BEGIN

PR #8, opened 2019-01-08
Create shaft_element

rodrigomoliveira1:
This file creates the shaft elements


shaft_element
```diff
@@ -0,0 +1,478 @@
+import warnings
+import numpy as np
+import pandas as pd
+import scipy.interpolate as interpolate
+import matplotlib.pyplot as plt
+import matplotlib.patches as mpatches
+from ross.data_io.read_xl import (
```
raphaeltimbo: These imports can be deleted since we have not implemented any data io yet.

shaft_element
```diff
@@ -0,0 +1,478 @@
...
+
+"""The path "ross.data_io.read_x1" on line 7 maybe changes"""
+
+
+__all__ = [
+    "ShaftElement"
+]
+
+
+class Element:
```
raphaeltimbo: Implement `class Element` as `ABC`. 
The docs for ABC can be found [here](https://docs.python.org/3/library/abc.html) and an interesting article [here](https://dbader.org/blog/abstract-base-classes-in-python).

shaft_element
```diff
@@ -0,0 +1,478 @@
...
+        le = L / ne
+
+        elements = [
+            cls(le, si_d, so_d, material, n, shear_effects, rotary_inertia, gyroscopic)
+            for _ in range(ne)
+        ]
+
+        return elements
+
+    @classmethod
```
raphaeltimbo: This `@classmethod` can be removed for now since we are going to implement io later.

rodrigomoliveira1:
i'm already working on it!

rodrigomoliveira1:
i have modified the file "shaft_element" as requested. I replaced the file with the correct extension .py.

shaft_element.py
```diff
@@ -1,478 +1,461 @@
...
+    def summary(self):
+        """A summary for the element.
+        A pandas series with the element properties as variables.
+        """
+        attributes = self.__dict__
+        attributes["type"] = self.__class__.__name__
+        return pd.Series(attributes)
+
+    # These are the abstract classes for mass, damping and stiffness matrices
+    def M(self):
```
raphaeltimbo: The decorator `@abstractmethod` is missing.
The purpose of the decorator is that, when inheriting from `element`, the subclass will have to implement the abstract method. If the method is not implemented a `TypeError` is raised.

shaft_element.py
```diff
@@ -1,478 +1,461 @@
...
+
+    def summary(self):
+        """A summary for the element.
+        A pandas series with the element properties as variables.
+        """
+        attributes = self.__dict__
+        attributes["type"] = self.__class__.__name__
+        return pd.Series(attributes)
+
+    # These are the abstract classes for mass, damping and stiffness matrices
```
raphaeltimbo: After adding the `@abstractmethod` decorator I think you can remove this comment since it will be redundant.

shaft_element.py
```diff
@@ -1,478 +1,461 @@
...
+        Torque.
+    shear_effects : bool
+        Determine if shear effects are taken into account.
+        Default is False.
+    rotary_inertia : bool
+        Determine if rotary_inertia effects are taken into account.
+        Default is False.
+    gyroscopic : bool
+        Determine if gyroscopic effects are taken into account.
+        Default is False.
```
raphaeltimbo: Add `shear_method_calc` as an argument to the docstring.

shaft_element.py
```diff
@@ -1,478 +1,461 @@
...
+        i_d,
+        o_d,
+        material,
+        n=None,
+        axial_force=0,
+        torque=0,
+        shear_effects=True,
+        rotary_inertia=True,
+        gyroscopic=True,
+        shear_method_calc=None,
```
raphaeltimbo: It would be better to leave one of the methods as the default:
`shear_method_calc='cowper'`

shaft_element.py
```diff
@@ -1,478 +1,461 @@
...
+        # diameters
+        self.i_d = float(i_d)
+        self.o_d = float(o_d)
+        self.i_d_l = float(i_d)
+        self.o_d_l = float(o_d)
+        self.i_d_r = float(i_d)
+        self.o_d_r = float(o_d)
+
+        self.material = material
+        self.material_name = material.name
```
raphaeltimbo: Remove these attributes:

```python
self.material_name = material.name
self.E = material.E
self.G_s = material.G_s
self.Poisson = material.Poisson
self.color = material.color
self.rho = material.rho
```
since we are going to access them through the material object.

shaft_element.py
rodrigomoliveira1: Just added the abstract methods.
These changes are shown in this commit [here](https://github.com/rodrigomoliveira1/ross/commit/189ddf53bdb508cd3dc2d61cca62c4182a6e2269)
I will address every commit link in each comment you've made, and the pull request will be done only after the last change.

raphaeltimbo: Great! The commits are already showing in this pull request, so there is no need to make another one.
Just one note on the commit title, it would be better if it was less generic. Instead of 'Update shaft_element.py' something as 'Add abstract methods'.

rodrigomoliveira1: Noted!

shaft_element.py
rodrigomoliveira1: These changes are show in this commit [here](https://github.com/rodrigomoliveira1/ross/commit/3a53437df3e433bd71bbaf316b06eac3dc14e561)

shaft_element.py
rodrigomoliveira1: These changes are show in this commit [here](https://github.com/rodrigomoliveira1/ross/commit/3a53437df3e433bd71bbaf316b06eac3dc14e561)

shaft_element.py
rodrigomoliveira1: These changes are shown in this commit [here](https://github.com/rodrigomoliveira1/ross/commit/100f3bb8f6ba6076a7c77500c59c8cbb82ae218a).

PR #11, opened 2019-01-08
Create materials.py

rodrigomoliveira1:
This file adds different types of materials. in the future, new materials may be added.


raphaeltimbo:
I will close this PR since the materials will be implemented according to #12 .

END

Aim of the exercise: Search the entries for the word "methods" and show every line that has it.

Your solution:
raphaeltimbo: It would be better to leave one of the methods as the default:
rodrigomoliveira1: Just added the abstract methods.
Just one note on the commit title, it would be better if it was less generic. Instead of 'Update shaft_element.py' something as 'Add abstract methods'.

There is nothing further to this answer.